Initialized Variables Analysis for C (InitializedVariables)
Synopsis: derives which variables are definitely initialized at a program point (DFG node).
Lattice element: Set<node<Var>> which represents the set of initialized variables.
Analysis direction: forward, because the initialized property is something that happened in the past and we carry that over to later nodes in the DFG.
Must/May property: must analysis, because we want this analysis to be a sound analysis, claiming the initialized property about a variable only when it
is guaranteed to have been initialized on all execution paths that lead to a program point.
Custom instructions: The analysis uses only one custom instruction, defInit(node<Var> target), which represents a definitely initialized variable.
The presence of the custom instruction in the DFG overrides the analysis result by considering the target variable initialized.
Other: The analysis uses the results of the points-to analysis to know which pointer typed variables point to which other variables.
This is necessary, because whenever an assignment of the form *a = 10; happens, we do not directly initialize the variable
a, but those variables which a may point to.
Liveness Analysis for C (Liveness)
Synopsis: the analysis derives which variables are live at a program point (DFG node),
where live means that the current value of the variable may be read during the remaining execution of the program.
Lattice element: Set<node<Var>> which represents the set of live variables.
Analysis direction: backward, because the current value of a variable may be read in the future, thus we need to propagate the information from the back to the front.
Must/May property: may analysis, because we consider a variable live if it is read on any of the succeeding execution paths. Here, we deliberately compute
and upper approximation of the data-flow knowledge at runtime.
Null Analysis for Java (Nullable)
Synopsis: the analysis derives the nullable state of a variable or an expression.
This information is used to prevent null pointer dereferencing in Java code.
Lattice element: Map<node<>, NullableState> which represents the nullable state of an expression or a variable.
The NullableState itself is also a lattice which consists of the following elements:
NOTINIT: assigned to an uninitialized variable. This is used to filter out null pointer dereferencing errors which
originate from reads from uninitialized variables. These kinds of errors are caught by an uninitialized read analysis for Java.

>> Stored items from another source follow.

PR #192, opened 2017-10-31
Enforce robots.txt character limit per char not per line

ato:
Since we were only enforcing the size limit after reading each
line a single very long line could cause us to to run out of
memory.

This change enforces the character limit on each read character
not just on line boundaries.

We also correct the count of processed characters in the warning
message, which was not counting newline and linefeed characters.

### DIFF
--- a/modules/src/main/java/org/archive/modules/net/CrawlServer.java
+++ b/modules/src/main/java/org/archive/modules/net/CrawlServer.java
@@ -174,10 +174,9 @@ public class CrawlServer implements Serializable, FetchStats.HasFetchStats, Iden
 
         InputStream contentBodyStream = null;
         try {
-            BufferedReader reader;
             contentBodyStream = curi.getRecorder().getContentReplayInputStream();
 
-            reader = new BufferedReader(new InputStreamReader(contentBodyStream));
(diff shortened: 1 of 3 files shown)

NULLABLE: expression/variable may be null,
NOTNULL: expression/variable is definitely not null.
NULL: expression/variable is definitely null.
?: this element is never assigned by the analysis, but we use this element as the least upper bound for NULL and NOTNULL.
The lattice itself is depicted on the left in the following figure. We define a merge function which can be used to combine two lattice elements together.
The implementation of the merge function is given with the table on the right in the following figure. The introduction and handling of NOTINIT may
seem strange at first, but we emphasise that uninitialized read errors are caught by another analysis. Forgetting about NOTINITs is also accelerated by merge, because it
picks the other element whenever we combine a NOTINIT with something else.
Analysis direction:forward, because the analysis result depends on previous assignments (or the absence of them) which happened in the past.
Must/May property:must analysis, because we want this analysis to be a sound analysis, claiming that an expression/variable is definitely null/not null only if this fact holds on
all execution paths that lead to a program point.
Custom instructions:The analysis uses three custom instructions: nullable, notNull and null.
All of these custom instructions have one parameter of type node<> which represents an expression or a variable.
nullable is inserted into the DFG when a variable (or parameter) is annotated with the @Nullable annotation.
notNull is inserted if a variable (or parameter) is annotated with the @NotNull annotation or
the variable/expression is assigned a definitely not null expression.
null is inserted for the variables and expressions when the null literal is assigned to them.